• WORK TO COMPLETE
Your answer must be a single number: how many lines of the data include "just".

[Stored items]
──────────────────────────────
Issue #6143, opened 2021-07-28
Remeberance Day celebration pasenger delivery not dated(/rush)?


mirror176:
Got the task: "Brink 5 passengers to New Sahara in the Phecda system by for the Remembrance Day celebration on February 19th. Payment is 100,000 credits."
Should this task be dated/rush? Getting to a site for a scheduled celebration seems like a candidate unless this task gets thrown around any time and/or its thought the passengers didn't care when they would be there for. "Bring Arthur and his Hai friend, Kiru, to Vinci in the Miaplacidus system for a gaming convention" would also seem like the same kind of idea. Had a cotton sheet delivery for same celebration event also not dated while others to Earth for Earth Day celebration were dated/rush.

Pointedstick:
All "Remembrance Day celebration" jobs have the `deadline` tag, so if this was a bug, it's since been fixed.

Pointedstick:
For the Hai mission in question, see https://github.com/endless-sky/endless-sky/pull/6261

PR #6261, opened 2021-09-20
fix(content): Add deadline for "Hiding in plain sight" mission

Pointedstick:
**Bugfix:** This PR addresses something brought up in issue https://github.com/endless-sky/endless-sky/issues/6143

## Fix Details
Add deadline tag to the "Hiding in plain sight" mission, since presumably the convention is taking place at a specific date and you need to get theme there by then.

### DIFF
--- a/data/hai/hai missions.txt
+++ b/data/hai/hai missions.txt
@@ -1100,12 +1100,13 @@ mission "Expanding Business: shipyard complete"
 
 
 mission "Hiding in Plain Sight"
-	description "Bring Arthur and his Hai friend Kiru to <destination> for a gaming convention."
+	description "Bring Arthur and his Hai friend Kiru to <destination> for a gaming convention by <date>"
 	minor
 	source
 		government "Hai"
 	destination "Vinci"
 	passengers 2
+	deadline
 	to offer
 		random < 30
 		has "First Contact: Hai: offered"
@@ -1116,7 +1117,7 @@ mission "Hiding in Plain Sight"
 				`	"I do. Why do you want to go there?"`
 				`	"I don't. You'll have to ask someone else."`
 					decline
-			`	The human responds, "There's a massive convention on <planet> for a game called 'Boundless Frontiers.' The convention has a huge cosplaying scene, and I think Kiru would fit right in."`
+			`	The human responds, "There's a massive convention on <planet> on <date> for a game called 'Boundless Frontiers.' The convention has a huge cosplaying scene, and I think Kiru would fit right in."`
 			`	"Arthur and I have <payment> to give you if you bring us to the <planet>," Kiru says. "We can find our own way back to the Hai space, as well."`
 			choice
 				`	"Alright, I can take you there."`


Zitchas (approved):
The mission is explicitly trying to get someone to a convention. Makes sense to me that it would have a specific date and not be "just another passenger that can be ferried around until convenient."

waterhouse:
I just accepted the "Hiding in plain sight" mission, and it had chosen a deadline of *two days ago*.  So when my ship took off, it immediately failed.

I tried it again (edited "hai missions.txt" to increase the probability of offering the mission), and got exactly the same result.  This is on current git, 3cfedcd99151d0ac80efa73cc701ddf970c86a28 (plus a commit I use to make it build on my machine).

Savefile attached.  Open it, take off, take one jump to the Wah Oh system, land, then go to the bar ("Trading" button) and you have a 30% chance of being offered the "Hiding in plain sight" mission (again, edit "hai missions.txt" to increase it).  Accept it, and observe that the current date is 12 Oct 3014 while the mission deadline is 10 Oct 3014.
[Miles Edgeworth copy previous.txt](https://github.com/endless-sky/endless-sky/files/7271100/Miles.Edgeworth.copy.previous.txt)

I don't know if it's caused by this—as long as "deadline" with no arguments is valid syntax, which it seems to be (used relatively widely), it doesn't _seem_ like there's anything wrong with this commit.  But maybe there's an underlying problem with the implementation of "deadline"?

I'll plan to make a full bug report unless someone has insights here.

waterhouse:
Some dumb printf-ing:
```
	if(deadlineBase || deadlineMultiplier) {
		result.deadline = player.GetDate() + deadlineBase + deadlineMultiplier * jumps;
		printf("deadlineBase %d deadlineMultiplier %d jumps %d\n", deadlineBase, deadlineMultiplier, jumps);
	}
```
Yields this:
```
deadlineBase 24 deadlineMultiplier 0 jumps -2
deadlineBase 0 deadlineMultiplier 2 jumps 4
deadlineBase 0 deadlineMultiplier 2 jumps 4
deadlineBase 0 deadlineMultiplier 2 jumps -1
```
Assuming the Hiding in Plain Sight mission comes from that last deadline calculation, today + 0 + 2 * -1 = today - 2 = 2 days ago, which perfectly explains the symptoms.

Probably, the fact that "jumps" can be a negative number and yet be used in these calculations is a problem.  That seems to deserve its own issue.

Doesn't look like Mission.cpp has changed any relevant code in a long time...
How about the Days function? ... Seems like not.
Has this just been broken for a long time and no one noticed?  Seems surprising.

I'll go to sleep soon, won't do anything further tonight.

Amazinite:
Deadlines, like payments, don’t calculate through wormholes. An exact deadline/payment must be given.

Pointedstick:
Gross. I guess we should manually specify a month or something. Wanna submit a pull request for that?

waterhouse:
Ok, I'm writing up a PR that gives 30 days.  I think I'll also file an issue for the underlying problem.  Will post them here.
──────────────────────────────
• TASK RESULT
3